Scarance mostrou dados alarmantes. Por exemplo: só no Estado de São Paulo, segundo dados do MP, uma mulher morre ou sofre tentativa de feminicídio por dia.
“Não há uma fórmula mágica, não há um caminho único para lidarmos com isso”, disse Scarance. Para a promotora, o grande nó não está nas leis. Ela lembrou que a Lei Maria da Penha é considerada a terceira melhor lei do mundo, segundo a ONU (Organização das Nações Unidas), e que a lei do Feminicídio é fundamental para esse enfrentamento.
Cultura
O problema maior, segundo Scarance, é cultural. Na palestra, ela citou livros científicos em que tentaram justificar a inferioridade feminina, mostrou propagandas em que as mulheres são colocadas como objeto e concluiu que o homem, por sua vez, chega à vida adulta tendo assimilado exemplos de agressões desde a infância.
Assim, mesmo com leis fortes e com a divulgação de casos quase diariamente na mídia, a violência não diminui.

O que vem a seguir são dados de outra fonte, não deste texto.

PR #288, opened 2022-12-20
adding a new option in describe to specify an output format, for now …

sebastienblanc:
adding a new option in the describe  command to specify an output format, for now just json
 `kcctl describe connector kafka-to-http --output-format json`

Fixed also a test that was using my actual kcctl context :)

### DIFF
--- a/src/main/java/org/kcctl/command/DescribeConnectorCommand.java
+++ b/src/main/java/org/kcctl/command/DescribeConnectorCommand.java
@@ -61,8 +61,8 @@ public class DescribeConnectorCommand implements Callable<Integer> {
     @Option(names = { "--tasks-config" }, description = "Displays tasks configuration")
     boolean includeTasksConfig;
 
-    @Option(names = { "--output-format" }, description = "Specifies the output format, i.e 'json'")
-    String outputFormat;
+    @Option(names = { "-o", "--output-format" }, description = "Specifies the output format, i.e 'json'")
+    OutputFormat outputFormat;
 
     private final ConfigurationContext context;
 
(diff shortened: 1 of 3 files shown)


src/main/java/org/kcctl/command/DescribeConnectorCommand.java
```diff
@@ -59,16 +61,24 @@ public class DescribeConnectorCommand implements Callable<Integer> {
     @Option(names = { "--tasks-config" }, description = "Displays tasks configuration")
     boolean includeTasksConfig;
 
+    @Option(names = { "--output-format" }, description = "Specifies the output format, i.e 'json'")
+    String outputFormat;
```
gunnarmorling, line 65: Can we make that an enum? picocli has bespoke support for enum options, e.g. in tab completion. Allowed values would be "text" and "json" for now.

gunnarmorling (commented):
Thank you so much, @sebastienblanc! It's a great start. Besides the inline comment, could you also:

* Add a test (see others for examples)
* Update the completion script, as described in the README

?

Thanks again!

sebastienblanc:
@gunnarmorling I've added a test and refactored to enum, regarding the completion script, I followed the instructions but I end up with a script with a LOT of changes, I'm not really feeling confident to commit it, can you advise me on it ?

gunnarmorling:
Superseded by https://github.com/kcctl/kcctl/pull/298, which I've just merged. Thanks a lot for this contribution, @sebastienblanc! I've pushed one more commit for updating the completion script; indeed this was a bit more involved than usually, I suppose it was caused by the Picocli version update. I've tested the completion script and it worked as expected, including your new option.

Segundo a promotora, porque “o agressor age em uma crescente de violência, primeiro isolando a mulher do que dá sustentação a ela, com a família e os amigos”. Em seguida, o agressor inverte o jogo, com frases como: “você me deixa louco”, “olha o que você me fez fazer”. Assim, a vítima “se vê como responsável pelo ataque”.
Proteção penal
Outra dificuldade para mudar a situação é o fato de todas as mudanças legislativas serem muito recentes. A mulher só passou a ser considerada igual ao homem perante a lei na Constituição de 1988. O estupro, até dez anos atrás, não era um crime contra a mulher, mas já foi um crime contra a honra, a família e os costumes.
Para Scarance, não se deve julgar a vítima, pois isso pode reconduzi-la ao silêncio. É preciso pedir as medidas protetivas, sobretudo após a separação, já que, segundo pesquisa do MP, uma em cada duas mortes ocorre nessa fase.
A promotora cita pesquisa feita pelo MP que mostra que 96% das vítimas de feminicídio consumado ou tentado não tinham feito B.O., nem tinham proteção judicial. “Isso mostra que as medidas protetivas funcionam, sim”.
Cartilha
À tarde, a Comissão de Família e Sucessões avançou no debate, propondo mais soluções para o enfrentamento do problema. Além de Mario Luiz Delgado e Marina Pinhão Coelho Araújo, o presidente da Comissão de Corrupção, Crimes Econômicos, Financeiros e Tributários, Miguel Pereira Neto, e o diretor de Relações Institucionais Maurício Felberg, também participaram da discussão.
Para Marina Pinhão, é fundamental treinar os advogados que trabalham com a violência doméstica, para que possam conhecer e usar todos os instrumentos possíveis no processo. Para isso, propôs que as comissões Penal e de Família do IASP criem uma cartilha com as medidas que existem e que podem ser trocadas na esfera penal e civil.
A mesa também debateu os casos de falsa denúncia de violência, e Miguel Pereira Neto levou ao centro das discussões os casos de violência psiciológica causados por stalkers, ou perseguidores, que ameaçam as vítimas por meio de plataformas digitais. “Existe tipificação em outros países, mas aqui se aproveita algumas normas de direito penal, com penas reduzidas, de três meses ou multa”, explica Neto.
Já Delgado lembrou dos crimes contra o patrimônio inseridos no contexto de violência doméstica. Caso, por exemplo, da destruição de objetos pessoais, crime de dano. A questão frequente para os advogados é o excludente de ilicitude para esses crimes quando ainda existe a sociedade conjugal. “Só que a sociedade conjugal deixa de existir quando há a separação de fato”, argumentou.
Felberg propôs ainda uma reflexão sobre a atuação da categoria como mediadora de conflitos. “Dois bons advogados, dois bons escritórios têm toda a condição de resolver o problema sem ter de bater à Justiça”, disse. “O conselho de um profissional, uma orientação, muitas vezes tem valor maior que uma medida judicial.”
Delgado disse que ainda há muito a ser debatido sobre a questão do combate à violência contra a mulher. Por isso, cogita a realização de mais um dia inteiro dedicado ao tema, com cinco ou seis palestras abordando diferentes aspectos sobre o assunto.